But this time the relief camps are not for victims of riots. The relief camps have come up because in the last two months, elephants have been running riot. The elephants move from their dense forests to human habitats looking for food, particularly paddy, country-liquor made of mahua flower and mango-pickle. Some of the tuskers have migrated from Lakhary valley sanctuary in Gajapati. They frequent the villages in Kandhamal in search of paddy and country liquor stored by farmers in their small cottages.

But at times they go berserk. In the last seven months they have trampled 10 people in Kandhamal alone. To save people from the marauding elephants, the administration has asked farmers to hide paddy underground. “The people should dig 3-4 ft deep trenches inside their house and keep the paddy in a container underground. Elephants cannot dig,” Ramesh Chandra Sethi, divisional forest officer of Baliguda, said. He also asked them to keep liquor in a safe place.

Such is the fear of elephants that people are staying awake all night by lighting a bonfire. They have been provided kerosene and tyres for the purpose. Shankar Pradhan, whose mother Sinduri Pradhan (65) was trampled to death by elephants last week, said he never wanted to return to the relief camp. But he was forced to because of the elephant menace.

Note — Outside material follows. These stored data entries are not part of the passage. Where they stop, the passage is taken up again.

Issue #1072, opened 2019-04-25
Feature request: setting RAM account password policy


programmer04:
There is no resource for setting password requirements in Alibaba account. Could you add something similar like a resource [aws_iam_account_password_policy](https://www.terraform.io/docs/providers/aws/r/iam_account_password_policy.html) which exists in AWS provider for Alicloud?

programmer04:
Resolved with merging of my PR

PR #1212, opened 2019-05-27
Add new resource alicloud_ram_account_password_policy

programmer04:
This PR resolves issue #1072 
It adds a new resource `alicloud_ram_account_password_policy` with tests and documentation.


alicloud/resource_alicloud_ram_account_password_policy.go
```diff
@@ -0,0 +1,222 @@
...
+	}
+	if v, ok := d.GetOk("require_symbols"); ok {
+		request.RequireSymbols = requests.NewBoolean(v.(bool))
+	} else {
+		request.RequireSymbols = requests.NewBoolean(false)
+	}
+	if v, ok := d.GetOk("max_login_attempts"); ok {
+		request.MaxLoginAttemps = requests.NewInteger(v.(int))
+	} else {
+		request.MaxLoginAttemps = requests.NewInteger(0)
```
Lexsss: I think it should be 5.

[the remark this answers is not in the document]
programmer04: Value 5 is the default for `MaxLoginAttemps` (for 5 condition will be evaluated as true). In this piece of code, I provide a possibility for assigning 0 to this property (valid range is [0-32], where 0 means disable). I have to do it in this way due to the limitation of `GetOk()` (treats false, 0, etc. value the same as empty) with GetOkExists() it would be more elegant, but one's not available.

alicloud/resource_alicloud_ram_account_password_policy.go
```diff
@@ -0,0 +1,222 @@
...
+
+func resourceAlicloudRamAccountPasswordPolicyRead(d *schema.ResourceData, meta interface{}) error {
+	client := meta.(*connectivity.AliyunClient)
+
+	request := ram.CreateGetPasswordPolicyRequest()
+	raw, err := client.WithRamClient(func(ramClient *ram.Client) (interface{}, error) {
+		return ramClient.GetPasswordPolicy(request)
+	})
+	if err != nil {
+		return WrapErrorf(err, DefaultErrorMsg, "alicloud_ram_account_password_policy", request.GetActionName(), AlibabaCloudSdkGoERROR)
```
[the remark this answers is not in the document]
programmer04: I think that there is no such possibility that this policy isn't available. SDK (API) supports:
- [SetPasswordPolicy](https://api.aliyun.com/?spm=a2c4g.11186623.2.12.7420368aw3tzdr#/?product=Ram&api=SetPasswordPolicy&params={}&tab=DEMO&lang=GO)
- [GetPasswordPolicy](https://api.aliyun.com/?spm=a2c4g.11186623.2.12.3e9b368aX0AzNe#/?product=Ram&api=GetPasswordPolicy&params={}&tab=DEMO&lang=GO)

The account always has this policy sets with default values. User can't delete it, only change it.

website/docs/r/ram_account_password_policy.html.markdown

Villagers from the dense forest areas have moved to five relief camps in Kandhamal. Also, 10 expert units have been put into service to ward off the elephants. “The district administration opened the camps to provide shelter to those affected by the elephants,” district collector Kishan Kumar said. The victims will also get compensation at the camps. So far the administration has paid Rs9.78 lakh to 384 people. Another hundreds would be given allowances under the ‘mo kudia’ (my cottage) scheme. The elephants have so far destroyed over 500 mud houses.